October 19 – English hopes of staging the World Cup in 2030 have been dealt a potentially damaging blow after UEFA slapped a stadium ban on the country following the disgraceful scenes that marred the Euro 2020 final against Italy.
Scores of ticketless fans rampaged through Wembley, where England played six out of seven matches on their way to the final in July, and clashed with stewards and police, with 19 police officers injured as security cordons were breached at what was the country’s biggest game since the 1966 World Cup final.
An estimated 250,000 fans were on the periphery of the stadium before kick-off, with thousands involved in anti-social behaviour, many fuelled by alcohol.
Inside the stadium, the Italian national anthem was booed by England supporters despite manager Gareth Southgate asking fans to desist from the disrespectful behaviour.

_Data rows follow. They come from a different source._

PR #1001, opened 2023-03-15
Made `glam` a default feature in `spirv-std`

oisyn:
We need this to be able to publish `spirv-std`, otherwise it will compile without glam and it will fail

The rationale behind doing it this way was because glam was optional in the past while it is mandatory currently. In the future, we might want to support other vector libraries as well, in which case we need to put glam behind a feature toggle again.

Also, people currently would expect glam not to be included when not specifying it or depending on it with `no-default-features`, so I wanted it to be an in-your-face error when you did that. Unfortunately, this also means that `cargo publish` fails as it compiles without features, so as a quick fix I made it default for the 0.6 release for now. We might want to readdress this.

### DIFF
--- a/crates/spirv-std/Cargo.toml
+++ b/crates/spirv-std/Cargo.toml
@@ -15,4 +15,4 @@ num-traits = { version = "0.2.14", default-features = false, features = ["libm"]
 glam = { version = "0.22", default-features = false, features = ["libm"], optional = true }
 
 [features]
-default = []
+default = ["glam"]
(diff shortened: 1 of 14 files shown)


repi (commented):
think would be cleaner to just remove `optional = true` on the glam dependency and remove the `glam` cargo feature?

oisyn:
I did a quick test with that but that rippled through to other crates that added "glam" as a feature within rust-gpu. But I guess I should just remove those as well.

repi:
yup one would have to remove those crates enabling the `glam` feature, but at least it is fully explicit then that it is required now.

or one can leave the feature but just not enable anything with it, but aren't that many users of this crate so breaking change should be fine

repi (approved):

fu5ha (approved):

The entire incident shamed the country and UEFA, which had given England a large chunk of the one-off pan-European finals, have responded by imposing a one-match stadium ban with a second suspended for two years – plus a fine of €100,000 for the English FA.

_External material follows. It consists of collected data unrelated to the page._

PR #1016, opened 2023-03-22
`run-wasm` helper (`cargo-run-wasm`) for testing the wgpu runner on the web.

eddyb:
~~*Opening as draft because this is blocked on `wgpu::backend::web` being completely broken:*~~
*  ~~https://github.com/gfx-rs/wgpu/issues/3430~~
    * ~~<sub>the short version is that they made a `Copy` type convertible to a type that implement `Drop`, leading to a kind of UAF ("use after free") but specifically in the context of `wasm-bindgen`'s Rust->JS value ownership</sub>~~

**TODO**(@eddyb): consider hot reloading.

**EDIT**: blocked on:
* #1036

---

**EDIT**: this is now possible thanks to:
* https://github.com/gfx-rs/wgpu/pull/3657

Had to work around some sRGB complications (and push constants) but it finally works!

* `cargo run-wasm --package example-runner-wgpu --bin wgpu_runner`
  * (defaults to serving the result of the build on `http://localhost:8000`)
* `google-chrome-unstable --enable-features=Vulkan --enable-unsafe-webgpu http://localhost:8000`

image

### DIFF
--- a/.cargo/config
+++ b/.cargo/config
@@ -1,5 +1,9 @@
 [alias]
 compiletest = "run --release -p compiletests --"
+run-wasm = ["run", "--release", "-p", "run-wasm", "--"]
+
+[target.'cfg(target_arch = "wasm32")']
+rustflags = ["--cfg=web_sys_unstable_apis"]
 
 [target.'cfg(all())']
 rustflags = [
--- a/Cargo.lock
+++ b/Cargo.lock
@@ -203,6 +203,16 @@ dependencies = [
 
 [[package]]
 name = "base64"
+version = "0.9.3"
+source = "registry+https://github.com/rust-lang/crates.io-index"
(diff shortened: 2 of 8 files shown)


eddyb:
So I found a hackaround for the `wgpu` misuse of `wasm-bindgen` thing, see https://github.com/gfx-rs/wgpu/issues/3430#issuecomment-1480625569.
(Yupp, it's just leaking - can't UAF if there's no `free` - and it can be done quite fine-grained!)

Not sure how one would automate injecting it, but it's easy enough to edit the `.js` file by hand for testing.

---

On another note, we sadly can't use push constants, but that may change soon (Chrome seems to have them anyway?).

oisyn (approved):

eddyb:
I added `PushConstant`-as-read-only-`StorageBuffer` emulation, and using that and #1018 I get:

image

The ban, the first time England have been forced to play a game behind closed doors because of their own fans’ behaviour, will cost the FA upwards of £2.5million in lost matchday revenue.

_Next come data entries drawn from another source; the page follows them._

PR #1023, opened 2023-04-03
Always inline calls with "not obviously legal" pointer args (instead of the opposite).

### LINKED ISSUE #1021: Inliner heuristic for "illegal pointer argument" is incomplete.
This is technically not a new issue, and most of it was fixed in:
* https://github.com/EmbarkStudios/rust-gpu/issues/554
* https://github.com/EmbarkStudios/rust-gpu/pull/777

But if we take the test for that (`tests/ui/lang/core/ref/member_ref_arg.rs`) and add another function `g`:
```rust
struct S {
    x: u32,
    y: u32,
}

fn f(x: &u32) {}

fn g(xy: (&u32, &u32)) {}

#[spirv(fragment)]
pub fn main() {
    let s = S { x: 2, y: 2 };
    f(&s.x);
    g((&s.x, &s.y));
}
```
Then only the (existing) `f` call is inlined, but the `g` call still produces:
```
error: error:0:0 - Pointer operand '22[%22]' must be a memory object declaration
```

This is because #777 banned specifically `OpAccessChain` function arguments (i.e. `&s.x`), but in the case of `g`, the pair is created and then (because it has `ScalarPair` ABI) the two pointer fields are extracted to call `g`.

Based on my reading of the SPIR-V standard, the only way to be fully correct here is to *only* allow `OpVariable`s and `OpFunctionParameter`s (instead of banning one thing or another).

cc @Shfty (who ran into this while doing some type/trait metaprogramming which I guess involved ref-pairs)

eddyb:
* fixes #1021

Before this PR, the behavior of the inliner wrt pointer types in `fn` signatures (and pointer args) was to special-case a illegal cases and force inlining. This PR flips some of that on its head, treating everything it's not sure about as illegal, forcing inlining in all the cases not explicitly deemed legal.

The ruling was met with disappointment but some observers will feel the punishment could have been even stronger.
“Although we are disappointed with the verdict, we acknowledge the outcome of this UEFA decision,” said an FA spokesman. “We condemn the terrible behaviour of the individuals who caused the disgraceful scenes in and around Wembley Stadium at the Euro 2020 final, and we deeply regret some of them were able to enter the stadium. We are determined that this can never be repeated, so we have commissioned an independent review … to report on the circumstances involved.”
England now face the ignominy of playing without fans at the start of the next Nations League in June against any one of a number of opponents including France, Spain, Italy or Belgium.
The bigger picture could prove catastrophic in terms of a joint UK-Republic of Ireland 2030 World Cup bid.
A feasibility study is ongoing but a Spain-Portugal bid is also on the table from Europe and it is now strongly rumoured that a joint Iberian bid, which missed out on the 2018 World Cup, is likely to be supported by the UEFA hierarchy.